■ **Problem requirements**
From the entries, return every line where the string "routes" shows up.

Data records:
PR #517, opened 2022-07-22
integrate vol2birdR into bioRad

adokter:
* Deprecates the use of Docker
* adds vol2birdR as a dependency
* deprecates `local_install` argument in `calculate_vp()` and `apply_mistnet()`


adokter:
Hi @peterdesmet, here a bioRad version using vol2birdR as a dependency. CRAN is taking a summer break, so vol2birdR is currently a remote dependency (see DESCRIPTION), otherwise it is ready for a CRAN submission. I have adjusted for bioRad the `R-CMD-check.yaml` workflow from vol2birdR, making edits in the order and changing `pak::local_install_dev_deps(upgrade = TRUE)` to `pak::local_install_deps(upgrade = FALSE)`, such that the checks also work for OSX.

.github/workflows/R-CMD-check.yaml
```diff
@@ -18,29 +18,48 @@ jobs:
...
+        if: runner.os == 'macOS'
+        run: |
+          env HOMEBREW_NO_AUTO_UPDATE=1 brew install hdf5 proj gsl
+     
+      - uses: r-lib/actions/setup-r-dependencies@v2
+        with:
+          cache-version: 2
+          extra-packages: any::rcmdcheck
+          
       - uses: r-lib/actions/setup-pandoc@v1
```
peterdesmet, line 44: @adokter can this line move above `- uses: r-lib/actions/setup-r@v2` as it originally was? I think it reads easier.

.github/workflows/R-CMD-check.yaml
```diff
@@ -18,29 +18,48 @@ jobs:
...
       matrix:
         config:
-          # - {os: macOS-latest,   r: 'release'}
-          - {os: windows-latest, r: 'release'}
-          - {os: ubuntu-latest,   r: 'devel', http-user-agent: 'release'}
-          - {os: ubuntu-latest,   r: 'release'}
-          - {os: ubuntu-latest,   r: 'oldrel-1'}
-
+          - {os: macOS-latest,   r: 'release'}
+          #- {os: windows-latest, r: 'release'}
```
peterdesmet, line 22: @adokter why are `windows-latest` and `ubuntu-latest:release` disabled (and `ubuntu-latest:oldrel-1` removed)?

Is there a plan to re-enable these? If so, what is the blocker? CRAN release of vol2birdR?

.github/workflows/R-CMD-check.yaml
```diff
@@ -18,29 +18,48 @@ jobs:
...
+          extra-packages: any::rcmdcheck
+          
       - uses: r-lib/actions/setup-pandoc@v1
 
-      - uses: r-lib/actions/setup-r@v1
-        with:
-          r-version: ${{ matrix.config.r }}
-          http-user-agent: ${{ matrix.config.http-user-agent }}
-          use-public-rspm: true
+      - name: Install system dependencies
```
peterdesmet, line 46: @adokter I assume it makes sense to rename this to "Install Linux system dependencies"?

.github/workflows/R-CMD-check.yaml
```diff
@@ -18,29 +18,48 @@ jobs:
...
       - uses: actions/checkout@v2
+      
+      - uses: r-lib/actions/setup-r@v2
 
+      - name: Install macOS system dependencies
+        if: runner.os == 'macOS'
+        run: |
+          env HOMEBREW_NO_AUTO_UPDATE=1 brew install hdf5 proj gsl
+     
+      - uses: r-lib/actions/setup-r-dependencies@v2
```
peterdesmet, line 39: Can this block be moved after "Install Linux system dependencies", so that the whole flow is:

- checkout@v2
- setup-r@v2
- setup-pandoc@v1
- Install MacOS system dep
- Install Linux system dep
- setup-r-dependencies@v2
- Install dependencies
- check-r-package@v2

peterdesmet (commented):
Great that the workflow works! 2 remarks:

- If possible, I would change to order of doing things to make it more logical/readable
- Please clarify why some OS are disabled (is it temporary?)

.github/workflows/R-CMD-check.yaml
adokter: * I think the ubuntu releases can be restored, I just wasn't sure if they were adding anything
* windows-latest blocker is indeed the CRAN release of vol2birdR, we need to have the binary available

.github/workflows/R-CMD-check.yaml
adokter: yes

.github/workflows/R-CMD-check.yaml
adokter: I ran into two issues earlier:
- The Mac systems dependencies need to be installed _before_ calling setup-r-dependencies@v2, since vol2birdR is a dependencies and requires those system libraries.
- The install Linux system dep block uses package `pak`, which is install with setup-r-dependencies@v2 and has to come after that.

So in your above list you have to swap "Install Linux system dep" and "setup-r-dependencies@v2".

.github/workflows/R-CMD-check.yaml
adokter: I reopened this branch so you can make changes as you see fit

.github/workflows/R-CMD-check.yaml
adokter: I'm not sure if setup-pandoc@v1 can be moved up

adokter:
@peterdesmet I reopened https://github.com/adokter/bioRad/tree/vol2birdR to address your review.

.github/workflows/R-CMD-check.yaml
adokter: moving pandoc up works, resolving this one

.github/workflows/R-CMD-check.yaml
adokter: added those other ubuntu releases

PR #536, opened 2022-11-07
csv support for read_vpts()

adokter:
This is a prototype still under development. Supports csv output obtained by concatenated writes of. csv should have a (non-repeated) header

```
write_csv(as.data.frame(example_vp, geo=F, suntime=F), file = xxx.csv)
```


bart1:
Quick remark, if read speed is a consideration, I have good experiences using `vroom` or `readr` for considerably speeding up reading plain text files

peterdesmet:
Yes, I would also recommend using `read_csv()` under the hood.

PR #565, opened 2023-05-16
make `vol2birdR` suggested

### LINKED ISSUE #557: `vol2birdR` as a suggested package
To reduce the dependency tree it might make sense to move `vol2birdR` to suggested packages. As far as I see it is only important for `calculate_vp`. With check installed it is easy enough to check if it is installed see: https://gitlab.com/bartk/move2/-/blob/main/R/movebank_credentials.R#L29 . It would make installing the package easier. And the checks are quickly done with: https://rlang.r-lib.org/reference/is_installed.html

bart1:
This should resolve #557


bart1:
It seems there are locally still some error but they seem unrelated to this push

R/hooks.R
```diff
@@ -1,9 +1,11 @@
 .onLoad <- function(libname, pkgname) {
   register_all_s3_methods() # dynamically registers non-imported pkgs (tidyverse) # nocov
-  assert_that(is.string(find.package("vol2birdR", verbose=F, quiet=T)),msg="package vol2birdR not found. See https://adokter.github.io/vol2birdR/ for install instructions")
+  #  assert_that(is.string(find.package("vol2birdR", verbose=F, quiet=T)),msg="package vol2birdR not found. See https://adokter.github.io/vol2birdR/ for install instructions")
```
peterdesmet, line 3: Can this be removed or does it need to be commented?

peterdesmet (approved):

peterdesmet:
I would like @adokter and/or @iskandari to review this as well.

R/read_pvolfile.R
```diff
@@ -127,9 +128,9 @@ read_pvolfile_body <- function(file, param = c(
     }
   } else {
     pvol_tmp <- tempfile()
-
+    rlang::check_installed("vol2birdR", "to read `rsl` files")
```
adokter: please replace `rsl` files with "`NEXRAD` or `IRIS` files"

R/read_pvolfile.R
```diff
@@ -127,9 +128,9 @@ read_pvolfile_body <- function(file, param = c(
     }
   } else {
     pvol_tmp <- tempfile()
-
+    rlang::check_installed("vol2birdR", "to read `NEXRAD` files")
```
adokter, line 131: This will only work when the package is on CRAN - currently I get a message
```
> read_pvolfile("~/Desktop/KDIX20201005_020122_V06")
ℹ The package "vol2birdR" is required to read `NEXRAD` files
✖ Would you like to install it?

1: Yes
2: No

Selection: 1
Error in loadNamespace(x) : there is no package called ‘vol2birdR’
In addition: Warning message:
package ‘vol2birdR’ is not available for this version of R

A version of this package for your version of R might be available elsewhere,
see the ideas at
https://cran.r-project.org/doc/manuals/r-patched/R-admin.html#Installing-packages 
```
This message doesn't explain to the user where to obtain vol2birdR

adokter: `rlang::check_installed` has `reason` and `action` arguments, those can potentially be used to give a more informative message, and automatically install from github

adokter (changes requested):
current behavior expects the package to be on CRAN. As long that is not the case, we should have a more informative message, and preferably trigger a devtools::github_install action

R/read_pvolfile.R
adokter: All the tests that require vol2birdR currently fail if vol2birdR is not installed, which would be the default. How do we make sure these tests are run on CRAN, i.e. how do we force installation of vol2birdR on CRAN test servers?

bart1: If `vol2birdR` is released within the next week should we bother fixing this for this short time assuming not many people will work with the bleeding edge package?

bart1: Since we will also have to change it back then in a weeks time?

bart1:
Remarks should now be resolved (actually the devel tests now seems fast now)

adokter:
@bart1 on Linux and Mac, vol2birdR requires certain system requirements to be installed *prior* to installing the package form R. If we give the simple `do you want to install?` option I think many people will proceed that without having the system requirements installed. This is why i added the reference to the vol2birdR install instructions in the `check_installed` message. However the message still tempts people to install without having system dependencies present.

Some options:
1. we could determine what platform people are on, and explicitly instruct them which system dependencies to install first. We need to be able to distinguish between Windows, Mac, Ubuntu and systems supporting yum/rpm, because each has different naming conventions for the same dependencies.
2. for linux and mac remove the option to automatically install altogether, only providing it for windows

adokter (changes requested):
we'll need to warn for required system dependencies for vol2birdR on linux and Mac, and avoid people install without having those present.

bart1:
Sounds like a valid concern, this is off course an issue for more packages relying on  system libraries. The situation is also a bit more complex as more linux precompiled packages come available. I will have to do some research what are common solutions

peterdesmet:
All this checks and the message to return are best wrapped up in a helper function `check_vol2birdR()`

bart1:
I have been thinking a bit more about this. I guess generally system requirements are kind strangely handled in R and it would be hard to completely fix this. There would be two distinct routes of installing that would pose the problem at a different time. Either you would install from source or from a binary (more common now there is the posit repository). For compiling from source you would need to have all `-dev` libs installed. If you go for binaries only the libraries are required. Normally I would say the correct installation of packages is a concern of the package it self and not package depending on it but given the close link between `vol2birdR` and `bioRad` we could see how we can facilitate it (although `vol2birdR` should of course also work on it self as it is now). 

Now for the two installation routes:
- If you install from source you would iteratively encounter the missing dependencies during compilation. I have just tried it with the `rocker/tidyverse` image. It seems `hdf5` and `proj` missing are caught during configuration but missing `gsl` and `bz2` i encountered only during compilation. It would be good for the configure of `vol2bird` to at once warn for all missing dependencies (I dont know how difficult that is), now they are encountered one by one.
- If you install from a binary repository (e.g. when `vol2birdR` is on cran posit might provide this, I'm not sure if they have limits for system dependencies when they do not provide binaries). The installation will proceed without errors. The errors would only occur at run time. I do not have a binary for `vol2birdR` but for `keyring` it looks like this:
```r
> rlang::check_installed("keyring")
ℹ The package "keyring" is required.
✖ Would you like to install it?

1: Yes
2: No

Selection: 1
Installing package into ‘/usr/local/lib/R/site-library’
(as ‘lib’ is unspecified)
also installing the dependencies ‘sodium’, ‘filelock’

trying URL 'https://packagemanager.posit.co/cran/__linux__/jammy/latest/src/contrib/sodium_1.2.1.tar.gz'
Content type 'binary/octet-stream' length 500113 bytes (488 KB)
==================================================
downloaded 488 KB

trying URL 'https://packagemanager.posit.co/cran/__linux__/jammy/latest/src/contrib/filelock_1.0.2.tar.gz'
Content type 'binary/octet-stream' length 21806 bytes (21 KB)
==================================================
downloaded 21 KB

trying URL 'https://packagemanager.posit.co/cran/__linux__/jammy/latest/src/contrib/keyring_1.3.1.tar.gz'
Content type 'binary/octet-stream' length 351860 bytes (343 KB)
==================================================
downloaded 343 KB

* installing *binary* package ‘sodium’ ...
* DONE (sodium)
* installing *binary* package ‘filelock’ ...
* DONE (filelock)
* installing *binary* package ‘keyring’ ...
* DONE (keyring)

The downloaded source packages are in
	‘/tmp/RtmpVtYP9k/downloaded_packages’
> require(keyring)
Loading required package: keyring
Error: package or namespace load failed for ‘keyring’ in dyn.load(file, DLLpath = DLLpath, ...):
 unable to load shared object '/usr/local/lib/R/site-library/keyring/libs/keyring.so':
  libsecret-1.so.0: cannot open shared object file: No such file or directory
```
I do not think there is a complete solution. Maybe a message like : `For successful installation additionally system dependencies might be required, for details see https://github.com/adokter/vol2birdR#install` attached to the reason could work. We could only issue the message on unix like systems.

■ **Solved problem**
I have been thinking a bit more about this. I guess generally system requirements are kind strangely handled in R and it would be hard to completely fix this. There would be two distinct routes of installing that would pose the problem at a different time. Either you would install from source or from a binary (more common now there is the posit repository). For compiling from source you would need to have all `-dev` libs installed. If you go for binaries only the libraries are required. Normally I would say the correct installation of packages is a concern of the package it self and not package depending on it but given the close link between `vol2birdR` and `bioRad` we could see how we can facilitate it (although `vol2birdR` should of course also work on it self as it is now). 
Now for the two installation routes:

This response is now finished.